Stripe Webhook Inbox Pattern
Summary
The Stripe webhook handler (/api/stripe/webhook) is a thin ack-and-enqueue. All real provisioning work happens in the cron worker at /api/cron/process-stripe-webhooks.
Why: Inline provisioning inside the webhook handler is fragile — cold starts, long-running LiveKit/Telnyx/Resend calls, transient DB errors — and has silently lost paid customers. The inbox pattern durably queues every event so Stripe always gets a fast 200, and the cron retries failed processing with exponential backoff.
Flow
Stripe sends event
→ POST /api/stripe/webhook
→ Verify HMAC signature (whsec_...)
→ INSERT into stripe_webhook_inbox (idempotent via ON CONFLICT on stripe_event_id)
→ Return 200 immediately
→ Fire inline fast-path via Promise.resolve().then(processStripeEvent) — non-blocking
→ /api/cron/process-stripe-webhooks (every 1 min)
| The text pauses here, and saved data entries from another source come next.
PR #478, opened 2025-12-18
feat(Hardware Support): Add GPD Win5 Support

honjow:
Currently, the Paddle button on win5, in addition to the user-configured hotkey, also emits f14 and f15, so it is captured as an input source. 
The top-right mouse/keyboard mode toggle button outputs f13 on short press and is temporarily mapped to Keyboard (although Keyboard hotkeys don't seem to work well right now). 
The home key is mapped to guide — although this duplicates GPD's `menu` button, that menu button position is indeed hard to press. The bottom-right keyboard button is mapped to the qam button. The home and keyboard buttons output different values on long press, and both have been handled uniformly to facilitate using the guide combination key.

### DIFF
--- a/rootfs/usr/share/inputplumber/capability_maps/gpd_menu.yaml
+++ b/rootfs/usr/share/inputplumber/capability_maps/gpd_menu.yaml
@@ -1,0 +1,24 @@
+# yaml-language-server: $schema=https://raw.githubusercontent.com/ShadowBlip/InputPlumber/main/rootfs/usr/share/inputplumber/schema/capability_map_v2.json
+# Schema version number
+version: 2
+
+# The type of configuration schema
+kind: CapabilityMap
+
+# Name for the device event map
+name: GPD Menu
+
+# Unique identifier of the capability mapping
+id: gpd_menu
+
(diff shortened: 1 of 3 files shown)


honjow:
> Would it make more sense to map mode switch to QAM and keyboard to keyboard since the keyboard button has a keyboard picture? Also, did you want to remap menu to something else since it's function is now duplicated in home? Qam2 or screenshot might make sense there

What is the difference between qam and qam2? Mapping the menu button to a screenshot might be good.I can swap qam and keyboard, although I actually prefer invoking qam from the bottom right more.

pastaq:
Yes. You'll need a v2 config attached directly to the source device itself.

Example:
https://github.com/ShadowBlip/InputPlumber/blob/55d5edd622d2acefa5924514acc2c1feb8662e9a/rootfs/usr/share/inputplumber/devices/60-LogitechDualAction.yaml#L30

https://github.com/ShadowBlip/InputPlumber/blob/main/rootfs/usr/share/inputplumber/capability_maps/logitech_dualaction.yaml

Make sure you increment the version at the top and not just the schema

PR #487, opened 2026-01-01
QOL: centralize normalize/denormalize functions in src/input/event/value.rs

### LINKED ISSUE #465: QOL: add repeated normalize/denormalize functions to InputValue
In our source and target device implementations, it is normal for us to re-implement the same [de]normalize_[un]signed_value functions. These are all called from a driver specific normalize_[axis|trigger]_value function. As the code is identical in every instance, we can reduce the amount of code we need to copy/paste if we include these translators into src/input/event/value.rs and import it where needed.

blakesmittty:
Fixes #465 

This refactor moves the repeated implementations of the [de]normalize_[un]signed_value functions into 'src/input/event/value.rs' so they can be reused by the source and target implementations.

No functional changes.

### DIFF
--- a/src/input/target/dualsense.rs
+++ b/src/input/target/dualsense.rs
@@ -35,6 +35,7 @@ use crate::{
         event::{
             native::{NativeEvent, ScheduledNativeEvent},
             value::InputValue,
+            value::{denormalize_signed_value_u8, denormalize_unsigned_value_u8},
         },
         output_capability::{OutputCapability, LED},
         output_event::OutputEvent,
@@ -439,11 +440,13 @@ impl DualSenseDevice {
                     GamepadAxis::LeftStick => {
                         if let InputValue::Vector2 { x, y } = value {
                             if let Some(x) = x {
-                                let value = denormalize_signed_value(x, STICK_X_MIN, STICK_X_MAX);
+                                let value =
+                                    denormalize_signed_value_u8(x, STICK_X_MIN, STICK_X_MAX);
                                 state.joystick_l_x = value
                             }
                             if let Some(y) = y {
-                                let value = denormalize_signed_value(y, STICK_Y_MIN, STICK_Y_MAX);
+                                let value =
+                                    denormalize_signed_value_u8(y, STICK_Y_MIN, STICK_Y_MAX);
                                 state.joystick_l_y = value
                             }
                         }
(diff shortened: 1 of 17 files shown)


src/input/target/dualsense.rs
```diff
@@ -440,23 +441,23 @@ impl DualSenseDevice {
                         if let InputValue::Vector2 { x, y } = value {
                             if let Some(x) = x {
                                 let value = denormalize_signed_value(x, STICK_X_MIN, STICK_X_MAX);
-                                state.joystick_l_x = value
+                                state.joystick_l_x = value as u8
```
pastaq: These should already be a u8, is there a specific reason you added a cast?

https://github.com/ShadowBlip/InputPlumber/blob/ffd726a9a450eb83df270b579348e48780b81dcb/src/drivers/dualsense/hid_report.rs#L207-L214
https://github.com/ShadowBlip/InputPlumber/blob/ffd726a9a450eb83df270b579348e48780b81dcb/src/drivers/dualsense/event.rs#L44-L49

src/input/target/horipad_steam.rs
```diff
@@ -126,23 +127,23 @@ impl HoripadSteamDevice {
                         if let InputValue::Vector2 { x, y } = value {
                             if let Some(x) = x {
                                 let value = denormalize_signed_value(x, JOY_AXIS_MIN, JOY_AXIS_MAX);
-                                self.state.joystick_l_x = value
+                                self.state.joystick_l_x = value as u8
```
pastaq: Same for these

https://github.com/ShadowBlip/InputPlumber/blob/ffd726a9a450eb83df270b579348e48780b81dcb/src/drivers/horipad_steam/hid_report.rs#L68-L76
https://github.com/ShadowBlip/InputPlumber/blob/ffd726a9a450eb83df270b579348e48780b81dcb/src/drivers/horipad_steam/event.rs#L84-L89

pastaq (changes requested):
I don't think we need the u8 casts. Aside from that it looks good.

pastaq:
@blakesmittty 
Thanks, that's much cleaner.

One other thing I didn't catch before but would be a good change would be to reduce the number of commits. As this is a simple change just one commit should be sufficient. The commit title for your first commit is actually perfect for capturing the scope of work. If you wanted to add the amplifying information from the other commits for all the specific changes to each source and target implementation  below the commit title, that would be okay, but it's not necessary.

blakesmittty:
@pastaq done 👍

pastaq (approved):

→ SELECT status='pending' rows from stripe_webhook_inbox
→ Call processStripeEvent(event) for each
→ On success: mark status='succeeded'
→ On failure: mark status='failed', increment attempt_count, schedule next_retry_at
→ Abandon after 3 failures: P0 alert via reportError
B2C Products Guard
B2C_PRODUCTS is a module-scope exported Set in webhook/route.ts. It contains plan keys for B2C products that store subscription state in user_subscriptions + profiles, NOT premium_churches:
sermon_pro, share_wise_pro, share_wise_business, share_wise_agency, ai_starter_kit, social
Why module-scope: Before 2026-05-11 this set was duplicated inline in processStripeEvent() and also in stripe-supabase-reconciliation/route.ts. Duplication risked drift when new B2C products are added. It is now defined once and imported everywhere.
False-positive history (2026-05-08/09): Two P0 ops_errors rows fired checkout.session.completed missing fields: churchId=undefined for SermonWise (sermon_pro) checkouts. Root cause: the legacy-flow reportError call inside the checkout.session.completed switch case was positioned BEFORE the B2C product break. PR #386 (2026-05-09) moved the B2C break above the legacy-flow reportError, eliminating the false positive. The two stale P0 rows were closed via migration 2026-05-11-close-stale-p0-and-dedup-p1.sql.
Auto-Resolver
resolveWebhookMissingFieldsFalsePositives() in stripe-supabase-reconciliation/route.ts runs on every reconciliation cron tick. It pattern-matches ops_errors.message for the false-positive prefix, verifies the corresponding stripe_webhook_inbox row shows status='succeeded', and auto-resolves the ops_error row with a documented fix_summary. This handles any future pre-fix artifacts without manual SQL.
Staleness Decay
The daily-audit cron (/api/cron/daily-audit) runs ops_errors staleness decay: any row with status='new' AND last_seen_at < now() - 30 days is flipped to status='stale'. This prevents ancient never-recurring errors from polluting P0/P1 counts in the morning brief. status is a plain text column — no enum migration required.
Key Tables
| Table | Role |
|---|---|
stripe_webhook_inbox | Durable queue. Columns: stripe_event_id, event_type, event_data, status, attempt_count, next_retry_at, processed_at, last_error. |
ops_errors | WatchTower error log. Statuses: new, dispatched, resolved, needs_human, fixed, stale. |
founder_action_items | P0/P1 action items surfaced in the morning brief. |
Ops Monitoring
The morning brief includes a Drift/Ops line showing:
- Count of open P0 and P1
ops_errors - Webhook 7-day success rate from
stripe_webhook_inbox
See src/lib/morning-brief/compose.ts:fetchDriftOpsSnapshot().